Summer Series: Columbus Blue Jackets

John Crouch/Icon Sportswire

Over the span of six weeks, we’ll be taking a quick look at each of the 30 NHL clubs — examining their major storylines, pivotal players and the most important questions they need to answer heading into the 2016-17 season.

By the time we’ve hit every team, it will be mid-September. And that, of course, means it will be time for training camps to open. Perfect timing, really.

Today, it’s the Columbus Blue Jackets…

MAJOR STORYLINE

The Columbus Blue Jackets entered the 2015-16 campaign as a dark horse candidate to sneak up on some teams, make the playoffs and maybe even win their first best-of-seven series ever.

Then the season started.

Before anyone had even settled in, Columbus was 0-8, had fired Todd Richards and replaced him with the visibly upset John Tortorella.

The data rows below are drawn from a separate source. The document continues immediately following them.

PR #129, opened 2025-06-04
expose batch_size in config

victoria-yining-huang:
We want to support `batch_size` being passed in either from the application code, when a `Batch` class is instantiated (`Batch(batch_size=n)`), or when it's being passed in from the deployment_config file. 

There is an overriding logic:
- the value from the application code is the default value
- the value from config file takes higher precedence. This can represent values in different regions

### DIFF
--- a/sentry_streams/sentry_streams/adapters/arroyo/reduce_delegate.py
+++ b/sentry_streams/sentry_streams/adapters/arroyo/reduce_delegate.py
@@ -25,7 +25,6 @@ from sentry_streams.adapters.arroyo.rust_step import (
     RustOperatorDelegate,
     RustOperatorFactory,
 )
-from sentry_streams.config_types import ReduceConfig
 from sentry_streams.pipeline.message import Message, PyMessage
 from sentry_streams.pipeline.pipeline import Reduce
 
@@ -114,10 +113,9 @@ class ReduceDelegateFactory(RustOperatorFactory[TIn, TOut], Generic[TIn, TOut]):
     Creates a `ReduceDelegate`. This is the class to provide to the Rust runtime.
     """
 
-    def __init__(self, step: Reduce[Any, Any, Any], step_config: ReduceConfig) -> None:
+    def __init__(self, step: Reduce[Any, Any, Any]) -> None:
         super().__init__()
         self.__step = step
-        self.__step_config = step_config
 
     def build(self) -> ReduceDelegate[TIn, TOut]:
         retriever = OutputRetriever[TOut]()
@@ -125,7 +123,7 @@ class ReduceDelegateFactory(RustOperatorFactory[TIn, TOut], Generic[TIn, TOut]):
 
         return ReduceDelegate(
             build_arroyo_windowed_reduce(
-                self.__step.windowing(self.__step_config.batch_size),
+                self.__step.windowing,
                 self.__step.aggregate_fn,
                 retriever,
                 route,
--- a/sentry_streams/sentry_streams/adapters/arroyo/reduce_delegate.py
+++ b/sentry_streams/sentry_streams/adapters/arroyo/reduce_delegate.py
@@ -25,6 +25,7 @@ from sentry_streams.adapters.arroyo.rust_step import (
     RustOperatorDelegate,
     RustOperatorFactory,
 )
+from sentry_streams.config_types import ReduceConfig
 from sentry_streams.pipeline.message import Message, PyMessage
 from sentry_streams.pipeline.pipeline import Reduce
 
@@ -113,9 +114,10 @@ class ReduceDelegateFactory(RustOperatorFactory[TIn, TOut], Generic[TIn, TOut]):
     Creates a `ReduceDelegate`. This is the class to provide to the Rust runtime.
     """
 
-    def __init__(self, step: Reduce[Any, Any, Any]) -> None:
+    def __init__(self, step: Reduce[Any, Any, Any], step_config: ReduceConfig) -> None:
         super().__init__()
         self.__step = step
+        self.__step_config = step_config
 
     def build(self) -> ReduceDelegate[TIn, TOut]:
         retriever = OutputRetriever[TOut]()
@@ -123,7 +125,7 @@ class ReduceDelegateFactory(RustOperatorFactory[TIn, TOut], Generic[TIn, TOut]):
 
         return ReduceDelegate(
             build_arroyo_windowed_reduce(
-                self.__step.windowing,
+                self.__step.windowing(self.__step_config.batch_size),
                 self.__step.aggregate_fn,
                 retriever,
                 route,
--- a/sentry_streams/sentry_streams/pipeline/chain.py
+++ b/sentry_streams/sentry_streams/pipeline/chain.py
@@ -172,8 +172,15 @@ class Batch(
     Applier[Message[InputType], Message[MutableSequence[InputType]]],
     Generic[MeasurementUnit, InputType],
 ):
+    batch_size: MeasurementUnit
+
     def build_step(self, name: str, ctx: Pipeline, previous: Step) -> Step:
-        return BatchStep(name=name, ctx=ctx, inputs=[previous])
+        return BatchStep(
+            name=name,
+            ctx=ctx,
+            inputs=[previous],
+            batch_size=self.batch_size,
+        )
 
 
 @dataclass
--- a/sentry_streams/sentry_streams/pipeline/chain.py
+++ b/sentry_streams/sentry_streams/pipeline/chain.py
@@ -172,15 +172,8 @@ class Batch(
     Applier[Message[InputType], Message[MutableSequence[InputType]]],
     Generic[MeasurementUnit, InputType],
 ):
-    batch_size: MeasurementUnit
-
     def build_step(self, name: str, ctx: Pipeline, previous: Step) -> Step:
-        return BatchStep(
-            name=name,
-            ctx=ctx,
-            inputs=[previous],
-            batch_size=self.batch_size,
-        )
+        return BatchStep(name=name, ctx=ctx, inputs=[previous])
 
 
 @dataclass
--- a/sentry_streams/sentry_streams/pipeline/pipeline.py
+++ b/sentry_streams/sentry_streams/pipeline/pipeline.py
@@ -337,10 +337,13 @@ class Broadcast(WithInput):
             self.ctx.register_edge(self, branch_step)
 
 
+@dataclass
 class Reduce(WithInput, ABC, Generic[MeasurementUnit, InputType, OutputType]):
     """
     A generic Step for a Reduce (or Accumulator-based) operation
     """
+
+    app_config: Optional[Any] = field(default=None, init=False)
 
     @property
     @abstractmethod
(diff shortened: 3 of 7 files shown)


sentry_streams/sentry_streams/pipeline/chain.py
```diff
@@ -168,15 +168,8 @@ class Batch(
...
     Generic[MeasurementUnit, InputType],
 ):
-    batch_size: MeasurementUnit
-
     def build_step(self, name: str, ctx: Pipeline, previous: Step) -> Step:
-        return BatchStep(
-            name=name,
-            ctx=ctx,
-            inputs=[previous],
-            batch_size=self.batch_size,
```
fpacifici, line 178: The default can still be provided in code. Please do not remove this. 
WHat you provide in config is an override.

sentry_streams/sentry_streams/pipeline/pipeline.py
```diff
@@ -339,9 +339,8 @@ class Reduce(WithInput, ABC, Generic[MeasurementUnit, InputType, OutputType]):
     def group_by(self) -> Optional[GroupBy]:
         raise NotImplementedError()
 
-    @property
     @abstractmethod
-    def windowing(self) -> Window[MeasurementUnit]:
```
fpacifici, line 344: Why these changes?

sentry_streams/sentry_streams/adapters/arroyo/reduce_delegate.py
```diff
@@ -113,17 +114,18 @@ class ReduceDelegateFactory(RustOperatorFactory[TIn, TOut], Generic[TIn, TOut]):
...
+        self.__step_config = step_config
 
     def build(self) -> ReduceDelegate[TIn, TOut]:
         retriever = OutputRetriever[TOut]()
         route = Route(source="dummy", waypoints=[])
 
         return ReduceDelegate(
             build_arroyo_windowed_reduce(
-                self.__step.windowing,
+                self.__step.windowing(self.__step_config.batch_size),
```
fpacifici, line 128: This is the wrong abstraction. 
There are multiple types of window algorithms, not all of them have a batch size. 
It is only the `Batch` dataclass in pipelines for which batch size makes sense.

Ultimately I think the config should not go this deep in the stack. 
You should be able to transform the step object by overriding its configuration inside the adapter (rust_arroyo.py) so that the step object, at that point, already has the right value.

fpacifici (commented):
some high level comments

sentry_streams/sentry_streams/pipeline/chain.py
victoria-yining-huang: i think we should not allow `batch_size` to be passed in application code at all. I feel that many softwares we build (KCP, sentry-kube values files, consumer app cli default values/ deployment template default values), provide too many options to do the same thing. I can totally see that somebody looks at the config file and it looks right so they deploy, only finding out later that it's hardcoded in the application with a different value. 

But it's just my two cents this is not a hill I wanna die on

sentry_streams/sentry_streams/pipeline/pipeline.py
```diff
@@ -147,10 +147,20 @@ class Step:
...
         self.ctx.register(self)
 
+    def override_config(self, app_config: Any) -> Any:
+        """
+        A step's config in the application would be overriden by
+        its config value loaded from the file
+        """
+        value = self.config if self.config else app_config
+        self.config = value
+        return value
```
fpacifici, line 162: Why do you need to return it here ?

sentry_streams/sentry_streams/pipeline/pipeline.py
```diff
@@ -147,10 +147,20 @@ class Step:
 
     name: str
     ctx: Pipeline
+    config: Optional[Any] = field(default=None, init=False)
 
     def __post_init__(self) -> None:
         self.ctx.register(self)
 
+    def override_config(self, app_config: Any) -> Any:
```
fpacifici, line 155: Please provide a more precise type to `app_config`

sentry_streams/sentry_streams/pipeline/pipeline.py
```diff
@@ -147,10 +147,20 @@ class Step:
...
+        """
+        A step's config in the application would be overriden by
+        its config value loaded from the file
```
fpacifici, line 158: remove the mention to the file. This method does not need to know where the config overrides are coming from.

sentry_streams/sentry_streams/pipeline/pipeline.py
```diff
@@ -147,10 +147,20 @@ class Step:
 
     name: str
     ctx: Pipeline
+    config: Optional[Any] = field(default=None, init=False)
```
fpacifici, line 150: there is a simpler way to manage this optional config: delegate to the subclasses how to manage it  entirely.
Do not specify the existence of a `config` field here. Specifying it here  has one downside: you have to provide one also for steps that have no override ability.

Instead you can make the `override_config` method abstract or provide a `NotImplementedError` by default, so that only the steps that have a meaningful way to override parameters can implement it.

sentry_streams/sentry_streams/pipeline/pipeline.py
```diff
@@ -147,10 +147,20 @@ class Step:
...
 
     def __post_init__(self) -> None:
         self.ctx.register(self)
 
+    def override_config(self, app_config: Any) -> Any:
+        """
+        A step's config in the application would be overriden by
+        its config value loaded from the file
+        """
+        value = self.config if self.config else app_config
```
fpacifici, line 160: This approach would only allow you to override the entirety of the configuration. What would happen if a step has two parameters and you want to override only one?
Imagine if `Batch` had both a `batch_time` and a `batch_size`

sentry_streams/sentry_streams/pipeline/pipeline.py
```diff
@@ -329,11 +339,18 @@ def __post_init__(self) -> None:
...
 class Reduce(WithInput, ABC, Generic[MeasurementUnit, InputType, OutputType]):
     """
     A generic Step for a Reduce (or Accumulator-based) operation
+
+    app_config: this is the config being passed in from the application code
+        where the class is instantiated. This is the default value
+        when there is no overriding value defined in the config file.
     """
 
+    app_config: Optional[Any] = field(default=None, init=False)
```
fpacifici, line 352: Why does Reduce needs this attribute ?

fpacifici (changes requested):
Please see the comments in line. 
I think this approach is more complex than it needs to be. If you delegate to each step the override process you will not need an `app_config: Any` attribute that has unspecified behavior for all the subclasses that do not allow for override.

sentry_streams/sentry_streams/pipeline/pipeline.py
victoria-yining-huang: because in `runner.py` the `reduce` function is only aware the step is a reduce. `apply_config` is called there and it needs to pass in the `app_config` attribute. For a Batch step, `app_config` is the same as its `batch_size`, for other kinds of Reduce classes `app_config` will just be null

sentry_streams/sentry_streams/pipeline/pipeline.py
victoria-yining-huang: if you know a way to make an optional abstract method plz lmk it's a better way for sure

sentry_streams/sentry_streams/pipeline/pipeline.py
victoria-yining-huang: im not sure if the merge needs to be built right now

sentry_streams/sentry_streams/pipeline/pipeline.py
fpacifici: > So what do you mean "only the steps that have a meaningful way to override parameters can implement it."

You do not make it optional. You actually do not make it abstract. You provide a default implementation that does nothing. So you can always call override in all classes. Then you override that method in Batch and in all other classes that support override by adding the logic there.

victoria-yining-huang: nvm resolved on slack, does not return anything

sentry_streams/sentry_streams/pipeline/pipeline.py
```diff
@@ -151,6 +151,12 @@ class Step:
     def __post_init__(self) -> None:
         self.ctx.register(self)
 
+    def override_config(self, loaded_config: Mapping[str, Any] | None) -> Any:
```
fpacifici, line 154: I think this function should not return anything `-> None:` 

Also is there any difference for the function whether it is passed none or an empty Mapping? Supporting both hints that such a difference would exist. 
If they mean the same thing, please disallow one by only allow `Mapping[str, Any]`

sentry_streams/sentry_streams/pipeline/pipeline.py
```diff
@@ -391,7 +398,7 @@ class Batch(Reduce[MeasurementUnit, InputType, MutableSequence[InputType]]):
 
     # TODO: Use concept of custom triggers to close window
     # by either size or time
-    batch_size: MeasurementUnit
+    batch_size: Optional[MeasurementUnit] = None
```
fpacifici, line 401: This is not supposed to be optional. There must always be a default otherwise this introduces an implicit requirement that in some cases all regions must have an override for the batch_size.
If you require a default then we know there is a fallback value for any region that does not specify this field.

sentry_streams/sentry_streams/pipeline/pipeline.py
```diff
@@ -400,13 +407,24 @@ def group_by(self) -> Optional[GroupBy]:
 
     @property
     def windowing(self) -> Window[MeasurementUnit]:
+        assert (
+            self.batch_size is not None
+        ), f"{self.name} config must be set before windowing is accessed"
```
fpacifici, line 412: Not allowing None also allows you to remove this.

In general only support nullability when you need it. It will remove a lot of corner cases that you would have to test and maintain.

sentry_streams/tests/test_pipeline.py
```diff
@@ -368,3 +370,56 @@ def test_invalid_add() -> None:
 
     with pytest.raises(AssertionError):
         pipeline1.add(pipeline2)
+
+
+@pytest.mark.parametrize(
+    "loaded_batch_size, default_batch_size, expected",
+    [
+        pytest.param({"batch_size": 50}, 100, 50, id="Have both loaded and default values"),
+        pytest.param({"batch_size": 50}, None, 50, id="Only has loaded config file value"),
```
fpacifici, line 379: This scenario is not supposed to be allowed.

fpacifici (changes requested):
Please revert the nullability of the batch_size and see the other comments in line

sentry_streams/sentry_streams/pipeline/pipeline.py
victoria-yining-huang: done, `loaded_config` only allows `Mapping[str, Any]` now

victoria-yining-huang:
@fpacifici made default value mandatory

sentry_streams/tests/test_pipeline.py
victoria-yining-huang: removed

sentry_streams/sentry_streams/pipeline/pipeline.py
victoria-yining-huang: removed

fpacifici (approved):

Things got a little better in November, but still not quite good. And then the wheels permanently fell off in December anyway. By January, franchise center Ryan Johansen was dealt to Nashville.

This time around, those expectations won’t be nearly so high — at least not externally. Internally, however, the Jackets believe their blue line is much improved. And they’re likely not too happy with a franchise history that dates all the way back to 2000, yet has only yielded two short-lived playoff appearances ever.

Columbus Blue Jackets' Cam Atkinson, left, carries the puck across the blueline as Chicago Blackhawks' Teuvo Teravainen, of Finland, chases him during the overtime period of an NHL hockey game Saturday, April 9, 2016, in Columbus, Ohio. The Blue Jackets beat the Blackhawks 5-4 in overtime. (AP Photo/Jay LaPrete)

(AP Photo/Jay LaPrete)

BURNING QUESTION

How badly does Columbus get hurt by the expansion draft?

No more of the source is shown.